D'autres causes de cet écart hommes-femmes peuvent être liées à la démographie - les femmes ayant tendance à avoir une espérance de vie supérieure à celle des hommes- et d'autres sont considérées comme ayant une cause sociale. Quelles sont ces causes non médicales qui peuvent également avoir une influence sur cette différence entre sexes ? 

Si l’on fait abstraction des facteurs d’ordre médical et comportemental que je viens d’évoquer, il reste d’autres façons d’aborder la question de la prévalence plus forte de la maladie d’Alzheimer et des démences associées chez les femmes que chez les hommes. Je ne souscris personnellement que du bout de ma plume à ces considérations d’ordre sociétal mais certains sociologues, notamment, les avancent et par conséquent il est de ma responsabilité de les évoquer ici. Ces considérations rejoignent en général celles qui sont avancées pour rendre compte du différentiel de survie entre les hommes et les femmes, avançant que les hommes ayant eu une pénibilité de travail plus forte que celle des femmes et surtout une hygiène de vie moins rigoureuse, disparaissent de fait avant même que les troubles cognitifs liés à l’âge puissent survenir. Dans ce contexte l’effet de protection lié à l’amélioration de ces facteurs négatifs devrait prolonger la vie des hommes et les exposer plus au facteur âge. Mais, comme cela est dit ci-dessus, l’amélioration des comportements se traduit notamment par une moindre incidence des cancers et une réduction des pathologies cardio-vasculaires, et donc par une réduction des facteurs de risque « environnementaux » des démences. L’avenir nous dira ce qu’il en est, objectivement ! Mais là encore il est difficile de répondre précisément à la question du « pourquoi » les femmes sont plus atteintes par les démences que les hommes ? De nombreuses études ont tenté de savoir si sur le plan du fonctionnement du cerveau il existait des différences en rapport avec le genre. Certaines équipes s’en sont même fait une spécialité, et elles montrent qu’au-delà de capacités possiblement meilleures de repérage dans l’espace chez les garçons, les filles se montraient plus précoces quant à elles dans la maîtrise du langage ou encore l’apprentissage de la lecture ou encore l’écriture.
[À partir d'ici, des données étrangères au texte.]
PR #1076, opened 2021-06-04
 UX-906/Expose uploaded metadata XML in a codemirror instead of not displaying it

kevinylee1991:
Screen Shot 2021-06-04 at 4 16 54 PM

### DIFF
--- a/src/app/constants.ts
+++ b/src/app/constants.ts
@@ -55,7 +55,7 @@ export enum CustomerTiers {
 }
 
 // Don't forget to revert ssoEnabledTiers back to normal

En d’autres termes, les filles sont souvent considérées comme plus mâtures plus tôt que les garçons au cours de leur développement. Mais de là à dire que ce développement plus précoce des filles  rend plus tard leur cerveau plus vulnérable à la maladie il y a un énorme pas, que je ne franchis certainement pas !

 

Au regard des enjeux, comment mesurer le financement de la recherche sur ces questions de démence ? Ces différences peuvent-elles justifier le financement d'une recherche spécifique concernant les différences hommes-femmes ? 
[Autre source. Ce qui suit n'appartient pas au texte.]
PR #1081, opened 2021-06-10
UX-924/cluster-upgrade design created

rajshekhar23:
The update cluster form is on a new page, with a few new options:

* Sequential upgrades - 1 by 1 node upgrades
* Percentage upgrades - % of nodes to be upgraded in parallel 
* Batch upgrades - advanced flow to specify batches to upgrade to

### Default view
image

### Percentage view
image

### Batch view
image

After creating a cluster and upgrading one node via a batch, this is the view once the cluster was ready for another upgrade
image


package.json
```diff
@@ -49,7 +49,8 @@
     "totp-generator": "^0.0.7",
     "url-pattern": "^1.0.3",
     "use-react-router": "^1.0.7",
-    "uuid": "^3.2.1"
+    "uuid": "^3.2.1",
+    "yarn": "^1.22.10"
```
jruddell, line 53: why is yarn added as a dependency?

src/app/core/components/validatedForm/radio-fields.tsx
```diff
@@ -1,22 +1,30 @@
 import React, { FC, PureComponent } from 'react'
-import { FormControl, FormControlLabel, FormHelperText, Radio, WithStyles } from '@material-ui/core'
```
jruddell, line 2: probably best to just remove the changes to this file since we didnt go forward with this work

src/app/core/elements/transfer-list.tsx
```diff
@@ -0,0 +1,191 @@
...
+      return b.filter((valueB) => {
+        return valueB.name
+          ? valueB.name.indexOf(valueA.name) === -1
+          : valueB.indexOf(valueA.name) === -1
+      })
+    }
+  })
+}
+
+function intersection(a, b) {
```
jruddell, line 49: we have a library called Ramda that we use for things like this. I believe they have an `intersection` method you can use

src/app/core/elements/transfer-list.tsx
```diff
@@ -0,0 +1,191 @@
...
+    if (b.length > 0) {
+      return b.filter((valueB) => {
+        return valueB.name ? valueB.name.indexOf(valueA) !== -1 : valueB.indexOf(valueA) !== -1
+      })
+    }
+  })
+}
+
+export default function TransferList({ clusterNodes }) {
+  console.log('clusterNodes', clusterNodes)
```
jruddell, line 60: console.log

src/app/core/elements/transfer-list.tsx
```diff
@@ -0,0 +1,191 @@
...
+  const classes = useStyles()
+  const [checked, setChecked] = React.useState([])
+  const [searchTerm, setSearchTerm] = React.useState('')
+  const [left, setLeft] = React.useState(clusterNodes)
+  const [right, setRight] = React.useState([])
+
+  const leftChecked = intersection(checked, left)
+  const rightChecked = intersection(checked, right)
+  console.log(leftChecked, rightChecked)
```
jruddell, line 69: console.log

src/app/core/elements/transfer-list.tsx
```diff
@@ -0,0 +1,191 @@
...
+    <Grid container spacing={2} justify="center" alignItems="center" className={classes.root}>
+      <Grid item>
+        <SearchBar
+          className={classes.search}
+          onSearchChange={handleSearchChange}
+          searchTerm={searchTerm}
+        />
+        {customList(left)}
+      </Grid>
+      <Grid item>
```
jruddell, line 139: we dont use grid much at all. Lets try to avoid the unnecessary elements

src/app/core/elements/transfer-list.tsx
```diff
@@ -0,0 +1,191 @@
...
+        <Grid container direction="column" alignItems="center">
+          {/* <Button
+            variant="outlined"
```
jruddell, line 142: remove commented out code

src/app/plugins/kubernetes/components/infrastructure/clusters/UpgradeClusterPage.tsx
```diff
@@ -0,0 +1,241 @@
...
+    ...togglersMapping,
+    [id]: field,
+  }
+}
+
+const UpgradeClusterPage = () => {
+  const [clusters] = useDataLoader(clusterActions.list)
+  const { match, history } = useReactRouter()
+  const cluster = clusters.find((x) => x.uuid === match.params.id)
+  console.log('cluster', cluster)
```
jruddell, line 69: console.log

src/app/plugins/kubernetes/components/infrastructure/clusters/UpgradeClusterPage.tsx
```diff
@@ -0,0 +1,241 @@
...
+                            </RadioGroup>
+                          </FormFieldCard>
+                          <FormFieldCard title="Upgrade Strategy">
+                            <AddonTogglers
+                              addons={clusterAddons}
+                              wizardContext={wizardContext}
+                              setWizardContext={setWizardContext}
+                            />
+                          </FormFieldCard>
+                          {/* <FormFieldCard title="Upgrade Strategy">
```
jruddell, line 184: remove commented out code

src/app/plugins/kubernetes/components/infrastructure/clusters/form-components/cluster-node-upgrade-strategy.tsx
```diff
@@ -0,0 +1,87 @@
...
+    sequentialStrategy: field === 'sequentialStrategy' ? true : false,
+    percentageStrategy: field === 'percentageStrategy' ? true : false,
+    listStrategy: field === 'listStrategy' ? true : false,
+  }
+}
+
+export const SequentialUpgradeField = ({ wizardContext, setWizardContext }) => {
+  return (
+    <RadioFields
+      value={wizardContext['sequentialStrategy']}
```
jruddell, line 26: use `.` notation for accessing properties instead of `['`

src/app/plugins/kubernetes/components/infrastructure/clusters/form-components/percentage-cluster-upgrade.tsx
```diff
@@ -0,0 +1,53 @@
...
+      <Text variant="body2">
+        <b>Total Worker Nodes:</b>
+        {values?.workerNodes?.length}
+      </Text>
+    </IconInfo>
+    <TextField
+      id="percentage"
+      label="Worker nodes to upgrade in parallel"
+      type="number"
+      step="1"
```
jruddell, line 47: we should have a min and max range for this input. 1 -> 100

src/stories/config.js
```diff
@@ -1,66 +1,47 @@
-import StoryRouter from 'storybook-react-router'
```
jruddell, line 1: 2 things. you shouldn't be pushing the config.js file, make sure this is removed. This is also inside stories which is the wrong location

jruddell (changes requested):
couple changes in code style and some cleanup, make sure you always review the change log before making the pull request. Also I didn't see anything about you sending this data in the API request for the backend to use. Just because the element has been added to the page and its data is tracked in the wizardContext, you still need to pass the data through in the API call. look at how we generate the payload for creating a cluster (cluster/actions.js has the create function, it calls helper methods to build the payload inside cluster/helpers.ts)

package.json
rajshekhar23: @jruddell  may be i tried multiple ways to make yarn working. globally installed yarn was not working so i tried to install that only current repository.

I will remove it quickly

src/api-client/Qbert.ts
```diff
@@ -392,16 +392,21 @@ class Qbert extends ApiService {
...
       url,
       version: 'v4',
       options: {
         clsName: this.getClassName(),
-        mthdName: 'upgradeCluster',
+        mthdName: 'upgradeClusterNodes',
       },
-    })
+    }
+    if (body) {
```
jruddell, line 405: why do you need to do this?

rajshekhar23: @jruddell to differentiate three scenarios based on body value.
if something is there in body ( batchUpgradeNodes or batchUpgradePercent) then will go inside body params.
else body wont get added into end point.

rajshekhar23: @jruddell Updated.

src/app/plugins/kubernetes/components/infrastructure/clusters/form-components/advanced-batch-upgrade.tsx
```diff
@@ -0,0 +1,86 @@
...
+}
+
+export const AdvancedBatchUpgradeAddonField = ({ values }) => {
+  const {
+    wizardContext,
+    setWizardContext,
+  }: { wizardContext: any; setWizardContext: any } = useContext(WizardContext) as any
+  const classes = useStyles()
+  const nodeVersionToCompare = getNodeVersionToCompare(wizardContext)
+  const [upgradedNodes, toBeUpgradedNodes] = partition(
```
xantorres, line 47: please use `useMemo` here, it looks like an expensive operation

src/app/plugins/kubernetes/components/infrastructure/clusters/ClusterBatchUpgradeDialog.tsx
```diff
@@ -0,0 +1,114 @@
...
+  wizardContext,
+  handleClose,
+  confirmBatchUpgrade,
+  cluster,
+}) => {
+  const classes = useStyles({})
+  const nodeVersionToCompare = getNodeVersionToCompare(cluster)
+
+  // partion node list based upgradingTo flag ( in progress / intial )
+  const [upgradedNodes, toBeUpgradedNodes] = partition(
```
xantorres, line 62: `useMemo`

src/app/plugins/kubernetes/components/infrastructure/clusters/UpgradeClusterPage.tsx
```diff
@@ -0,0 +1,238 @@
...
+      if (wizardContext.sequentialClusterUpgrade) {
+        upgradeClusterNodes(wizardContext)
+        onComplete()
+      }
+
+      if (wizardContext.advancedBatchUpgrade) {
+        handleOpen()
+      }
+    },
+    [upgradeType],
```
xantorres, line 120: This dependency is not used anywhere in the callback function, so you can remove it

src/app/plugins/kubernetes/components/infrastructure/clusters/UpgradeClusterPage.tsx
```diff
@@ -0,0 +1,238 @@
...
+      upgradeChoice === 'minor' ? cluster.minorUpgradeRoleVersion : cluster.patchUpgradeRoleVersion
+    setWizardContext({ selectedUpgradeVersion })
+  }, [])
+
+  const confirmBatchUpgrade = useCallback(
+    (wizardContext) => {
+      upgradeClusterNodes(wizardContext)
+      onComplete()
+    },
+    [upgradeClusterNodes],
```
xantorres, line 136: You can remove this dependency here.

src/app/plugins/kubernetes/components/infrastructure/clusters/UpgradeClusterPage.tsx
```diff
@@ -0,0 +1,238 @@
...
+                    <ValidatedForm
+                      classes={{ root: classes.validatedFormContainer }}
+                      fullWidth
+                      initialValues={wizardContext}
+                      onSubmit={setWizardContext}
+                      triggerSubmit={onNext}
+                      elevated={false}
+                      withAddonManager
+                    >
+                      {({ setFieldValue, values }) => (
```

En premier lieu il convient de constater qu’en dépit d’efforts récents et conséquents de l’Etat, en rapport notamment avec les Plans Alzheimer, puis plus récemment axés sur les maladies neurodégénératives et autre Plan Autisme, le financement de la recherche sur les démences et les troubles de la cognition et des comportements reste très insuffisant au regard des enjeux. Alors nous sommes loin d’une recherche spécifique, qui viserait à cibler plus particulièrement la surreprésentation des femmes par rapport aux états démentiels, comme votre questionnement le suggère ! A titre d’illustration, il est notable que les maladies neurologiques et psychiatriques affectent autour de 13% de la population européenne, alors que leur prise en charge représente environ 35% des dépenses de santé du fait du caractère pour l’essentiel chronique de ces maladies. Il existe donc un surcoût réel et considérable du traitement de ces maladies par rapport à d’autres comme les cancers ou les pathologies cardio-vasculaires. En France, la recherche sur le cerveau représente quant à elle environ 20% de l’ensemble de la recherche médicale du pays, et l’effort consenti est de l’ordre de 220 à 250 millions par an, très en-deçà des budgets consacrés à la recherche sur le cancer, par exemple. La répartition entre recherche neurologique et psychiatrique est par ailleurs difficile à préciser mais une étude récente montre qu’aux Etats Unis le financement de la recherche sur les maladies mentales au sens large, incluant les démences, représente seulement autour de 30% de l’ensemble des crédits de la recherche sur les pathologies cérébrales, alors même que ces maladies mentales représentent près de 70% du coût des maladies du cerveau. Au total, donc, une recherche à soutenir fortement, à la hauteur des enjeux qu’elle représente et des espoirs qu’elle suscite, indépendamment de leur impact possiblement différent chez les hommes et chez les femmes !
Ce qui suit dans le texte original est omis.